How to Build A Chatbot in 5 Minutes Using LUIS

The year is 2066. The skies are hazy. What was once a bright and vibrant establishment is now nothing more than automated sustenance dispensary.

The checkout guys and girls are gone. Instead, you’re confronted by a robotic server. A programmatic humanoid that’s been trained to fill your fast food craving.

The arches are tarnished.

McDonalds isn’t what it used to be.

Okay, so it’s a little bit of an exaggeration. But let’s face it, we’re not too far from the end of human customer service.

Bots are cheaper, more efficient and can be trained to do just about anything. The great thing about cheaper processing power is that the masses can now start to take advantage of this technology. Virtually anybody can take advantage of it and implement it within their business.

Chatbots are an easy win. You can implement them into your business process ridiculously quickly. They’re able to boost customer engagement plus they’re great for lead capturing.

Want to build your own? By the end of this, you’ll have your first chatbot built and ready to deploy to Skype, Facebook and a whole bunch of other platforms. Start following along (there’s minimal coding involved!).

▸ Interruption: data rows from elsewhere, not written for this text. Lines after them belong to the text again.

PR #527, opened 2019-09-06
Drain the Work channel; Use the last event only

delqn:
This PR introduces a new function - `drainChan()`

The goal is to always work on the very last event within our buffered channel.
This is acceptable, since the Ingress Controller always queries for the Ingress, Service, Endpoints etc. and does not need the entire chain of events.

This will prevent overwhelming ARM with too many consecutive PUTs when the channel fills up quicker than ARM can apply config.

### DIFF
--- a/pkg/controller/controller.go
+++ b/pkg/controller/controller.go
@@ -62,7 +62,7 @@ func (c *AppGwIngressController) Start(envVariables environment.EnvVariables) er
 	}
 
 	// Starts Worker processing events from k8sContext
-	go c.worker.Run(c.k8sContext.Work, c.k8sContext.LastSync, c.stopChannel)
+	go c.worker.Run(c.k8sContext.Work, c.stopChannel)
 	return nil
 }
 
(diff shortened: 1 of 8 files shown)


akshaysngupta:
@delqn do we need to drain even after taking in the ladt sync time?
Also, we need to solve the scarcity problem. If too many events come in, we may need to perform a force `process` call.

delqn:
@akshaysngupta I started this PR to analyzed how well the `last sync time` method works.

Here are some log lines showing that it does not quite achieve what we anticipated it to:
```
I0909 09:31:19.090552    5350 worker.go:20] Draining 0 events from work channel
I0909 09:31:19.241712    5350 worker.go:20] Draining 25 events from work channel
I0909 09:31:31.987085    5519 worker.go:20] Draining 85 events from work channel
I0909 09:33:09.054996    6275 worker.go:20] Draining 0 events from work channel
I0909 09:35:01.281743    6275 worker.go:20] Draining 942 events from work channel
```

Note that the draining happens after the timestamp comparison:
https://github.com/Azure/application-gateway-kubernetes-ingress/blob/799964866394568781c3af88c5c43ca34a67f70e/pkg/worker/worker.go#L46-L51

PR #1537, opened 2015-05-20
Replacing document.getElementById: codeviewer.js

a13alfbe:
Part of #513 
* Replaced all document.getElementById("id") with $("#"+id)
* Had to change other lines of code to work with this change. Lines 516 & 554 for example.

PR #1538, opened 2015-05-20
Revert "Replacing document.getElementById: codeviewer.js"

a13jansa:
Reverts HGustavs/LenaSYS#1537


a13jansa:
something went wrong so we tried to Revert the branch, bt by reverting the branch dident solve the problem.

Issue #1448, opened 2015-05-13
Create a styled hover function for displaying course name for progress bar in teacher view


a13erilj:
In teacherView there are small progress bars that when hovered over should display the course name of the course that it represents. 
Currently the course name is being displayed but not in a granceable. It where preferable if there was a bubble that displayed the course name when hovering.

PR #1541, opened 2015-05-20
Umv21#1484

b13frero:
#1448

http://webblabb.iki.his.se:8080/umv/b13frero/LenaSYS-umv21/UserManagementView/teacherView.php


a13freas:
It looks fine in chrome but not in firefox. There is a bug when hovering in firefox browser that needs to be fixed.

b13frero:
Problem is fixed by adding some margin in umv.css

Issue #162, opened 2014-04-23
The play(button) link should disappear if the play link is empty


e12johka:
When typing an invalid link the play button is hidden and the only way show it again is to update the page.
the invalid link is being replaced whit the last valid link, but the play button is not shown

HGustavs:
Fixing "bug" issues does sound like a priority to me, has this been fixed?

a13jorla:
When logged in you allways have the play button pressent at this stage of development. So i do not know if this issue is relevant any longer?

c13caral:
The play button is always pressent. Regardless if you are logged in or not.
But we maybe can fix that if the link for the play button is invalid, instead of getting the not found message maybe it can show an alert message or something that the play button link is invalid. 
But this feels like a really low priority issue

HGustavs:
Im thinking that if the play link is empty i.e. there is nothing to run, the play link should disappear through hiding it with css.

a13jorla:
Linking to issue #1326

PR #1544, opened 2015-05-20
Disable the playbutton

f12danjo:
[#162](https://github.com/HGustavs/LenaSYS/issues/162)
Disables the playbutton if there is no playlink.


a13alfbe:
Tested with null values and it works great. Will merge this!

PR #1551, opened 2015-05-20
Code Viewer #1543: Edit example fix

### LINKED ISSUE #1543: Code Viewer: Displaced/wrong values for elements in Edit example
untitled

a13alfbe:
#1543 

* Rearranged the table a bit and
* Removed unnessecary css 
* Changed the impword to use a placeholder instead of value

**Looks like this now:**
untitled


f12danjo:
Nice! Works just like before. This change cleans up the code well. Also aligns things better in the "Edit Example" window. Good job.

Issue #1512, opened 2015-05-19
Warnings in courseed.php


a13denli:
![image](https://cloud.githubusercontent.com/assets/11715616/7699683/e549de76-fe19-11e4-9c5d-e802d567465f.png)

After downloading the weekly branch, and unpacking it to my web-server, I get this error.

HGustavs:
Should courseed really open files? 

I thought that file was strictly database oriented?

a13karsi:
This only happens if you forget to move the .git folder to your own server directory, the file it wants to load is /.git/refs/heads/master, I added this code to the courseed page so we could load the master hash easily to identify "versions" of LenaSys.

In windows the .git folder is commonly hidden. So you have to go into folder options, enable to see hidden files and folders, and make sure you move the .git folder to your server as well.

My pull request: #1454 
Original issue: #826

a13denli:
Ah okey

c13chrjo:
sorta fixed in #1553

PR #1553, opened 2015-05-20
Handle warning when .git folder is missing

a13karsi:
This update changes the file loading code in the php section of courseed.php to check whether the git/ref/master file exists before loading it, if it doesn't exist then the php error won't be displayed but rather a message under the "master hash" string that states that the .git folder was missing.

See issue #1512


c13chrjo:
Looks fine

Issue #1293, opened 2015-05-06
Code Viewer: Regular expression bug replaceAll().


a13alfbe:
There seems to be a bug when a unclosed parathesis is used in an important word such as "scale(" the error occurs on line 999 in codeviewer.js.

Just add a new important word with the example editor like "scale(" to test this.

a13jorla:
There should not be any not closed brackets. So the question is, should there be fault handling for this? @HGustavs

b12simsa:
#1557 Suggested fix.

f12danjo:
Fixed by [#1557](https://github.com/HGustavs/LenaSYS/pull/1557)

PR #1557, opened 2015-05-20
Codeviewer #1293 Uneven amount of parenthesis break the page

b12simsa:
#1293 
Suggested fix that counts the amount of parenthesis in an important word, if they are uneven the word cannot be added.


f12danjo:
Seems like important words can't be added or removed with this update.

b12simsa:
Some line got lost during the copy+paste operation

f12danjo:
Now it works! It won't allow an important word with an uneven number of "(" and ")", but will allow one with an even number.

Issue #1566, opened 2015-05-21
Codeviewer Resize hadle and box wrong placing in template 1 and 2.


a13jorla:
The hanlde is not placed at the box edge as it should but at the edge of the window.

f12danjo:
Fixed by [#1567](https://github.com/HGustavs/LenaSYS/pull/1567)

PR #1567, opened 2015-05-21
CodeViewer #1566: Resizing & templates broken

a13alfbe:
#1566 
Two comments with wrong syntax messed up the templates.


b12alela:
This certainly solves the problem.

f12danjo:
Good find!

PR #1570, opened 2015-05-21
Loginbox reset

a13karsi:
If the user inputs an invalid username or password combination and closes the loginbox, the next time the user opens the loginbox it will have been reset and the red color in the input box as well as the warning will have been cleared.

See issue #1220


b12erijo:
Good stuff, i had forgotten this issue!

Issue #1559, opened 2015-05-20
version div is not in the same height as the buttons


a13denli:
![image](https://cloud.githubusercontent.com/assets/11715616/7725058/7117a518-fef7-11e4-844f-f10f5c61d0d5.png)

Just align the version with the buttons, so it looks more clean.

a13denli:
Completed

PR #1573, opened 2015-05-21
Top menu alignment fix

a13karsi:
Changed  some css so that the menu items at the top align correctly.

See issue #1559


a13denli:
Good

PR #1576, opened 2015-05-21
Codeviewer #820 Description Box Highlight Fix

### LINKED ISSUE #870: CodeViewer: Highlight between boxes
weird highlights
There seems to be a bug where the highlighting doesnt appear in the comment field aswell as the code field when hovered!

b12simsa:
#870
Fixed a bug that caused the highlight of important words disappear from the description box.


f12danjo:
Works beautifully! Now the codeviewer highlights the same words in description boxes as it does in code boxes.

Issue #1554, opened 2015-05-20
Missing whitespace in list


c13chrjo:
There should be whitespace here and it should match the distance on the other subpages.
![untitled](https://cloud.githubusercontent.com/assets/11715749/7724608/3f3a6c3c-fef3-11e4-965a-0252e0e896cc.png)

a13denli:
Completed

PR #1578, opened 2015-05-21
 Missing whitespace in list

c13chrjo:
Added margin-top:10px to listbar
#1554


a13denli:
Change to margin to 6px so it follows "standard"

c13chrjo:
Done

PR #1580, opened 2015-05-21
Cv#1478 - dragndrop fixes.

b13danso:
This fixed some bugs and css issues with the dragndrop-function. Also, the draggable-function on the whole loginBox is removed and the box is now placed 30% from top(previouslly 40%) and only applies to codeviewer(the change is in codeviewer.css).


f12danjo:
Encountered a bug when moving the example boxes when you have to scroll to move it. I still think this is okay, you can use the "sequencer" as intended anyway. Made a separate issue about it [#1585](https://github.com/HGustavs/LenaSYS/issues/1585).

Issue #8094, opened 2020-04-15
Highlightning of word in code shows the code in description.


a18filkr:
If description for example is "Hello world" and Hello is an important word as well as onclick. Onclick will be highlighted in the middle of the span and destroy the span that should've highlighted Hello.

This shows the code in description and looks broken. Hello doesn't work because of this either.
![Screenshot_2020-04-15 Validating form data](https://user-images.githubusercontent.com/49142751/79318148-eb27b200-7f06-11ea-92ac-b4a851da8a9d.png)

PR #8163, opened 2020-04-16
G1 2020 w17 issue#8094

a18geoge:
Fixed the bug with specific important words. Events will no longer be highlighted as important within document examples in codeviewer. 

Testing may be required since there is no popup redirecting to a google search when I click on an important word in a document example but when testing on a18wilis end this works. 

How to test: add for example "onclick" and "hello" (if your example contains the word hello) to the important word list. See issue #8094


d17marle:
Tested on the weekly branch after merge and it works splendid

PR #8164, opened 2020-04-16
g1-2020-w17-issue#7955

b18gussv:
Removed commented out code so that markdown would recognize that a table is created.
bild

Alignment now works and it works together with lists (both unordered and ordered). It follows standard markdown syntax for tables.


a18abuah:
The table is working exceptionally good !!!
image

PR #8176, opened 2020-04-16
G1 2020 w17 issue#7760

a18filkr:
By getting the timestamp, css and js files in codeviewer.php should new be reloaded if they are saved. For the CSS this works in a single array because they are all in the same directory, the JS files should be placed similiarly to get this to work, currently only the jQuery files are used as an array.

To get this to work everywhere, moving js files or buildings function to search in many directories should be done.

### DIFF
--- a/DuggaSys/codeviewer.php
+++ b/DuggaSys/codeviewer.php
@@ -21,7 +21,9 @@
 
     $css = array(
         'codeviewer.css',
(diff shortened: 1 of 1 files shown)


b18gussv:
Looks very good on the test server.
bild
The timestamps change as well upon  a new version being uploaded.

1. Setup a Bot Framework Account

This bot is based on Microsoft’s Bot Framework. (Side Note: There’s another tutorial that I’ve put together that showed how to build a bot using IBM Watson.) Head to Bot Framework to sign up for an account.

Once you’ve signed up, select Create to start creating your new bot.

You’ll be prompted to create an SDK bot. For this, select Create a new SDK bot hosted on Microsoft Azure. This just means that your chatbot will be using Microsoft’s backend rather than having to figure out your own hosting solution.

2. Sign up to Azure

As you’re hosting your bot on Azure you’ll also need an Azure account. Head here to sign up> Sign up. Click all the necessary check boxes until you’ve created an account.

3. Create a new Service

The next step is to create a new bot service. This creates a new bot instance that you can use to start coding. Click the green plus sign, then choose Data and Analytics and finally Bot Service (preview).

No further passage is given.